Diagnosis | Leaky Gut Syndrome

Diagnosis

The diagnosis should always begin with a detailed and thorough anamnesis (taking the patient’s medical history). In the case of complaints affecting the gastrointestinal tract, a travel anamnesis (question about stays abroad) is also useful. A physical examination can then provide valuable information about the underlying disease and decide which tests and further measures can be usefully supplemented afterwards.

Various stool and blood tests can confirm or disprove the corresponding diagnosis. If a Leaky Gut Syndrome is suspected, a stool examination can be performed first. On the one hand, the presence of pathogenic (disease-causing) intestinal germs such as Clostridium difficile, shigella, etc.

is tested. On the other hand, an examination of the intestinal microbiome (the “intestinal flora“) takes place. Here the ratio of the different intestinal germs is determined, i.e. whether there are enough “good/healthy” types of bacteria.

In addition, if food intolerances are suspected, appropriate targeted tests should be carried out, for example an H2-lactose breath test in case of lactose intolerance. If there are indications of an underlying inflammatory process in the intestine, calprotectin in the stool can be useful as a marker. Blood tests for so-called “inflammation parameters” such as the CRP (C-reactive protein), the number of leukocytes or a BKSG (blood cell sedimentation rate) can also be helpful.

A specific test for increased intestinal permeability is the lactulose mannitol test. The basis for this test is that both sugars are not metabolized and can therefore be measured unchanged in the urine of healthy persons. While mannitol is absorbed through the cells, lactulose is absorbed paracellularly, i.e. between the cells.

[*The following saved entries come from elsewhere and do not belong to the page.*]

PR #2, opened 2026-05-06
Add multi-engine AI support with OpenCode integration

carlesarnal:
## Summary

Introduces a pluggable, multi-engine AI architecture. Axiom can now use multiple AI engines simultaneously — each action type can specify which engine to use (e.g. OpenCode for some tasks, Claude Code for others), with a global default as fallback.

## Architecture

```
axiom.ai-engine=claude-code          (global default)
Action Type "analyze" → engine: null  (uses default → Claude Code)
Action Type "implement" → engine: opencode  (uses OpenCode)
Action Type "review" → engine: null   (uses default → Claude Code)
```

### `engine/spi/` — Engine abstraction layer
- **`AiEngine`** — Core SPI: `prompt()`, `promptWithSchema()`, `healthCheck()`
- **`AiEngineProvider`** — CDI discovery interface
- **`AiEngineRegistry`** — Holds all available engines, resolves by type with fallback
- **`AiEngineProducer`** — CDI producer for the global default engine
- **`AiEngineConfig`**, **`AiEngineResult`**, **`AiEngineMcpManager`**

### `engine/opencode/` — OpenCode engine
- **`OpenCodeEngine`** — HTTP API client to \`opencode serve\`
- **`OpenCodeActor`** — Actor SPI with session tracking + cancellation
- **`OpenCodeServerManager`** — Server lifecycle with health monitoring
- **`OpenCodePermissionMapper`** — Axiom tools → OpenCode permissions
- **`OpenCodeMcpManager`** — Dynamic MCP registration via \`POST /mcp\`

### Claude Code engine (in `actors/claude-code/`)
- **`ClaudeCodeEngine`** — Wraps existing subprocess logic behind the SPI

## Per-action-type engine selection
- `ActionTypeEntity.engine` — nullable column, overrides global default
- `AiEngineRegistry` — resolves engine per action type, falls back to default
- `TaskExecutionService` — uses registry to pick the right engine and actor
- `GET /system/engines` — lists available engine types for the UI

## Refactored consumers (engine-agnostic)
- **`ManagerService`**, **`ScriptAiService`**, **`ToolAiService`**, **`ReportExecutionService`** — use \`AiEngine\` SPI
- **`TaskExecutionService`** — resolves engine per action type via \`AiEngineRegistry\`
- **`StartupCheckService`** — delegates to \`AiEngine.healthCheck()\`

## UI changes
- **Engine indicator** in masthead — clickable badge showing active engine
- **AI Engine settings page** — health checks, available models grouped by provider
- **Engine selector** on Action Type detail page — dropdown (shown when >1 engine available)
- **Provider-grouped model picker** — models grouped under Anthropic/OpenAI headings

## REST API
- \`GET /system/config\` — \`engine\` field shows active engine type
- \`GET /system/models\` — dynamic model list per engine
- \`GET /system/engines\` — lists available engines
- \`ActionType\` schema — new \`engine\` field

## Tests
105 total (95 passing, 10 skipped pre-existing Claude CLI integration tests)

## How to use

```properties
# Global default engine
axiom.ai-engine=claude-code

# Per-action-type override (in the UI or via REST API)
# Set engine: "opencode" on specific action types
```

### DIFF
--- a/README.md
+++ b/README.md
@@ -7,7 +7,7 @@ long-lived projects around them, and delegates work to human and AI actors.
 
 - Watches GitHub/Jira repositories for issue activity (webhooks or polling)
 - An AI Manager triages events and decides what actions to take
-- Tasks are assigned to Actors (Claude Code AI agents or humans)
+- Tasks are assigned to Actors (AI agents or humans)
 - Projects track the full lifecycle of work tied to each issue
 - A UI provides visibility into projects, tasks, activity, and configuration
 
@@ -18,16 +18,28 @@ long-lived projects around them, and delegates work to human and AI actors.
 | Backend | Java 25 / Quarkus 3.33 LTS |
 | Frontend | TypeScript / React / PatternFly |
 | Database | H2 (dev) / PostgreSQL (prod) |
-| AI | Claude Code CLI |
+| AI | Pluggable: Claude Code CLI or OpenCode (configurable) |
 | API | Contract-first OpenAPI + apicurio-codegen |
+
+## AI Engine
+
+Axiom's AI engine is pluggable. Set `axiom.ai-engine` in `application.properties` to
+select which engine to use:
+
+| Engine | Config Value | Binary | Install |
+|--------|-------------|--------|---------|
+| Claude Code | `claude-code` (default) | `claude` | `npm install -g @anthropic-ai/claude-code` |
+| OpenCode | `opencode` | `opencode` | `curl -fsSL https://opencode.ai/install \| bash` |
+
+Only the selected engine's binary needs to be installed. Both can coexist for testing.
 
 ## Prerequisites
 
 - Java 25+
 - Maven 3.9+
-- Node.js 20+ (for UI)
-- Claude Code CLI (for AI features)
-- `ANTHROPIC_API_KEY` environment variable
+- Node.js 20+ (for UI and MCP tool server)
+- One of the AI engine CLIs (see table above)
+- API key for your LLM provider (e.g. `ANTHROPIC_API_KEY`)
 
 ## Build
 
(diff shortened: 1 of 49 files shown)


carlesarnal:
@EricWittmann what do you think about this? This is the starting point to allow using other ai engines, mainly opencode.

EricWittmann:
> @EricWittmann what do you think about this? This is the starting point to allow using other ai engines, mainly opencode.

What do I think??  I think:  "yes please"  :)

EricWittmann:
Do we want to support multiple engines enabled simultaneously at some point?

carlesarnal:
> Do we want to support multiple engines enabled simultaneously at some point?

I guess it depends on the meaning we give to the "ai engine" concept. If it's multiple models, with what's here you can switch (not use them simultaneously). For tools, similar thing. Does it really make sense to allow different "tools" (claude code, opencode) at the same time? I see a reason for models, since one can be better at a certain task that another, but I'm not sure it's that valuable for tools.

EricWittmann:
> > Do we want to support multiple engines enabled simultaneously at some point?
> 
> I guess it depends on the meaning we give to the "ai engine" concept. If it's multiple models, with what's here you can switch (not use them simultaneously). For tools, similar thing. Does it really make sense to allow different "tools" (claude code, opencode) at the same time? I see a reason for models, since one can be better at a certain task that another, but I'm not sure it's that valuable for tools.

My only thinking would be to use Bob for certain things and Claude for others... for obvious reasons.  But I suppose you could just as easily run two instances of Axiom.

carlesarnal:
> > > Do we want to support multiple engines enabled simultaneously at some point?
> > 
> > 
> > I guess it depends on the meaning we give to the "ai engine" concept. If it's multiple models, with what's here you can switch (not use them simultaneously). For tools, similar thing. Does it really make sense to allow different "tools" (claude code, opencode) at the same time? I see a reason for models, since one can be better at a certain task that another, but I'm not sure it's that valuable for tools.
> 
> My only thinking would be to use Bob for certain things and Claude for others... for obvious reasons. But I suppose you could just as easily run two instances of Axiom.

Well, if you could give opencode or claude code access to IBM models there would be no need for that but yes, I see why you want that. I think it should be relatively easy to allow it.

In the Leaky gut syndrome, it is primarily the terminal strips that are affected and limit the transport between cells. Therefore, lactulose appears more in the urine of affected individuals than mannitol.The quotient of lactulose and mannitol in the urine after drinking a solution containing both substances is thus significant for a disturbance of the permeability of the intestine. In addition, secretory immunoglobulin A in the stool can also be determined. It is produced by the plasma cells in the intestine and is primarily responsible for the defence on mucosal surfaces. All of the above tests should be performed by all means depending on the symptoms and after consultation with a physician regarding the necessity.